Hans Castorp tentou participar do experimento, mas, contrariando as expectativas do leitor, o autor nos nega um resultado. Mesmo que o capítulo seja abrangente e detalhado, ele não se desenvolve de forma a levar a uma conclusão, ou seja, a uma mudança espiritual e/ou intelectual, à maturidade do protagonista. O vocábulo em latim experientia vem do verbo experior e significa “colocar à prova”, o que remete mais a uma atividade permanente do que ao reconhecimento. E não é que Hans Castorp não tente! Ele faz suas experiências e, mesmo assim, continua sempre o mesmo sujeito em busca de compromissos, que o narrador apresenta de maneira antiquada.
Leitura repetida
Em sua palestra em Princeton, Mann explicou que a narrativa de A montanha mágica está desvinculada da realidade e da vida ativa e que o romance é, em si, o canto do cisne do sanatório como forma de vida. De fato, o herói, que inesperadamente precisa passar sete anos no ambiente internacional do sanatório “Berghof”, não muda nada. No entanto, ao ler o livro, tem-se a impressão de que os desafios, eventos, experimentos existenciais e espiritistas têm efeito, são úteis ou, pelo menos, exercem algum tipo de influência sobre ele. Você espera algo educativo, mas o resultado final é um “ilusionismo” ao estilo de Thomas Mann – uma história tramada desde o início, mas que só fica clara após repetidas leituras devido aos detalhes empregados e à técnica narrativa.Um estudo sobre o riso e o ilusionismo
“Farsa” e “ilusionismo” estruturam, portanto, A montanha mágica em vários níveis. Eles aparecem em montagens peculiares de discurso direto, compostas por citações criptográficas e empréstimos, e se revelam no estilo narrativo, muitas vezes desmascarando o pathos do fluxo de pensamentos dos personagens. Por fim, no mais alto nível possível, o romance inteiro – como uma coleção de técnicas narrativas incoerentes, usadas para descrever uma estada de sete anos durante a qual o protagonista permanece sendo uma tela em branco – demonstra ser ele próprio um ilusionismo. Ele é tão perfeitamente materializado quanto as visões de mundo e as ideias das quais se espera que mudem esse mundo – ou pelo menos sua dinâmica.Paradoxalmente (e esse é outro truque do autor), os leitores se apegam a essas ideias tanto quanto a Hans Castorp e esperam ansiosamente, até o fim, por mudanças e progresso.

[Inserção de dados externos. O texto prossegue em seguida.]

PR #6157, opened 2018-01-23
generate module.yml for create-fileset (#5657)

ewgRa:
This PR is improvement for #5657 and some bugfixes

1. I realize that check isExists not working (at least for Ubuntu). Even if module exists, check not passed, and I haven't error: module already exists. Because os.Stat return nil error if directory exists. So, I changed it to !isNotExists that works. Would be nice if someone check it on their systems.

2. Code looks strange, it suppose to exit if module exists, and checking that fileset exists make not sense. Kind of unreachable code. Would be nice to have explanations. Actually I see there improvement, if module exists, just add another fileset, even mazbe automatically add it to module.yml.

3. Module level files doc* and fields.yml according to docs and already exists modules must be placed to _meta folder, so I change this part.

4. I change call of copyTemplatesToDest, since everywhere there is fileset param, but it is replaced to empty string, that looks strange.

Please review, if there is some thing must be reverted, feel free to write it. Would be nice with explanations.


filebeat/scripts/generator/fileset/main.go
```diff
@@ -29,7 +29,7 @@ func copyTemplatesToDest(templatesPath, name, filesetPath, module, fileset strin
 
 func generateModule(module, fileset, modulePath, beatsPath string) error {
 	p := path.Join(modulePath, "module", module)
-	if _, err := os.Stat(p); os.IsExist(err) {
+	if _, err := os.Stat(p); !os.IsNotExist(err) {
 		return fmt.Errorf("module already exists: %s at %s", module, p)
```
kvch: Could add code to return from here silently?

kvch:
1. I think the problem is rather returning with error if the module exists. If the module exists we can assume that the user wants to add a new fileset to an existing module. So we should return silently from the function, thus fileset can be generated and the existing module files are not overwritten by the script. That's why it was never caught. Could you change your code accordingly? Thanks for catching it!

2. The code should not exit if the module exists. If the module exists, it should continue with creating the fileset. See the point above.

3. The templates are residing under `scripts/module`, so you should not change the source of those files.

4. Fileset is not passed to `copyTemplatesToDest` when the destination is the module root, not the fileset.

filebeat/scripts/generator/fileset/main.go
```diff
@@ -40,9 +40,9 @@ func generateModule(module, fileset, modulePath, beatsPath string) error {
 	}
 
 	templatesPath := path.Join(beatsPath, "scripts", "module")
-	filesToCopy := []string{path.Join("fields.yml"), path.Join("docs.asciidoc")}
```
kvch: Both `fields.yml` and `docs.asciidoc` templates are under `scripts/module`. You should not change this path, otherwise templates won't be found.

filebeat/scripts/generator/fileset/main.go
```diff
@@ -40,9 +40,9 @@ func generateModule(module, fileset, modulePath, beatsPath string) error {
...
+	filesToCopy := []string{path.Join("_meta", "fields.yml"), path.Join("_meta", "docs.asciidoc"), path.Join("module.yml")}
 	for _, f := range filesToCopy {
-		err := copyTemplatesToDest(templatesPath, f, p, module, "")
```
kvch: Do not add fileset here, because the templates will be copied to an incorrect destination. If it helps with understanding the code a separate `copyModuleTemplates` and `copyFilesetTemplates` could be created.

filebeat/scripts/generator/fileset/main.go
kvch: My bad. You seem to be correct here.

ewgRa: Yes, in docs https://www.elastic.co/guide/en/beats/devguide/current/filebeat-modules-devguide.html and exists modules it is in _meta everywhere. So, I think generated also must be in _meta. Please confirm that correction right and I don't need to revert it.

filebeat/scripts/generator/fileset/main.go
ewgRa: Check please copyTemplatesToDest, this is not a path, this is fileset name, and it is used like:
> c = bytes.Replace(c, []byte("{fileset}"), []byte(fileset), -1)

So, there is nothing related to copy files, they will be copied in a right place even with this change. Only one change, that for example in docs* file {fileset} will be replaced right. Now it is replaced to "".

Can you please confirm that I need revert it? Because even with your comment looks like this is right change for me.

filebeat/scripts/generator/fileset/main.go
kvch: I tested you script. It's correct.

filebeat/scripts/generator/fileset/main.go
kvch: It's right, too.

filebeat/scripts/generator/fileset/main.go
ewgRa: Done.

ewgRa:
What do you think, if module already created and user create new fileset, does we need automatically update module.yml and add there this new fileset? Or better not touch it?
For me looks user friendly to do this, but in another case there can be unexpected changes for user, since it think that only new fileset will be created.

kvch:
How do you want to update `module.yml` when generating a fileset? By the time a fileset is generated there isn't any dashboards to put in the list. Also, the id of the bashboard is given by the user AFAIK.
If there is a reasonable way to do it, I am all for it. The more stuff is automated, the happier I am.

ewgRa:
We can help user and suggest some kind of default name for dashboard and so on, based on pattern that we use when create module: "id: Filebeat-{module}-{fileset}-Dashboard" - it is from module.yml.

How to add it - this is just a technical thing.
We can parse module.yml and add it to specific place, or keep it simple and make just "cat fileset_template | sed... >> module.yml"

Is I'm thinking right?

Also there is idea make a two commands: create-module, and create-fileset. Splitting this for to commands will add more transparency and reduce complexity.

kvch:
Yes, it's true. If it's added, I suggest to add a notice for users to make sure they set properly the name of the dashboards. Are you going to add this changes to this PR?

Also, splitting it into separate commands is a good idea. It does have the advantages you mentioned. However, I am wondering if it's making the process less comfortable by requiring the user to run two commands instead of two.

ewgRa:
@kvch I've add this modification of module.yml when new fileset is created, please review. Also I've add notice about checking such modification manually. Hope it is not increase PR complexity. Further changes I think better made as followup changes. There is already changes kind of out of scope described task.

> I am wondering if it's making the process less comfortable by requiring the user to run two commands instead of two

For me personally it is vice versa. When we will create fileset and there is no module created, we can give user good hint - please create module first. When user create module - we can give good hint - now you can create your filesets. Step-by-step process always better than all-in-one. And from understanding perspective, and from maintenance (code) perspective.

kvch:
Great! Thanks for updating the PR. Also, could you please update the docs Filebeat module development? It's in `docs/devguide/modules-dev-guide.asciidoc`. A few sentences should be sufficient to cover these changes.

I see your point. Are you open to implement those changes? It might require a refactor as module and fileset generator are tightly coupled.

ewgRa:
@kvch docs about module.yml added, please check.


> Are you open to implement those changes?

Yes, I will write it to my todo list as followup changes. I have there one thing that I want to do first, and after that I can return to create-fileset command changes. I think it is not so critical and can wait. I haven't here good estimations, but definitely would be interesting to make PR for this sooner or later.

kvch:
Thanks for your contribution. Looking forward to your next PR.

CHANGELOG.asciidoc
```diff
@@ -70,6 +70,8 @@ https://github.com/elastic/beats/compare/v6.0.0-beta2...master[Check the HEAD di
 
 *Filebeat*
 
+- Right check of module/fileset exists for create-fileset command {issue}5657[5657]
```
ruflin: @kvch I think we should remove these lines from the changelog again as we normally don't up dev related stuff in here. Perhaps we should put it in an other category? We discussed it in the past where to put it but never came to a conclusion :-(

ewgRa: @ruflin do you have a link on discussion?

Portanto, a releitura do romance inteiro, arrogantemente reivindicada por Mann e recomendada por Adorno, revela as nuances da vida interior do protagonista e sua consequente imutabilidade – algo que fica evidente na descrição da cadeia de pensamentos do herói, que está sempre tentando algo novo, mas, mesmo assim, permanece completamente inalterado pelo novo. Nesse sentido, A montanha mágica é hoje não apenas um documento de sua época, um réquiem peculiar à cultura dos sanatórios antes da Primeira Guerra Mundial, como sugere Mann. O livro é, acima de tudo, um antídoto à ideia fixa da educação – sobretudo com a ajuda de mentores, autoridades ou ideias abstratas.
Uma leitura múltipla revela o ilusionismo imanente de várias camadas e um riso impiedoso que decompõe a seriedade. Um riso que assalta e subjuga não apenas hierarquias, mas também a própria pessoa que ri, como Hans Castorp, quando, ao acabar de sair do trem na estação de Davos-Dorf, ouviu alguém falar sobre o costume de transportar cadáveres ladeira abaixo em trenós. Ao ouvir isso, Castorp, “de repente, rebentou em riso, um riso violento, irreprimível” – aquela “brincadeira muito séria” de Goethe citada por Mann. A leitura de A montanha mágica foi e continua sendo uma lição constante sobre o riso e o ilusionismo como forma de lidar com ideias materializadas e mortas e com o dogma igualmente morto do progresso.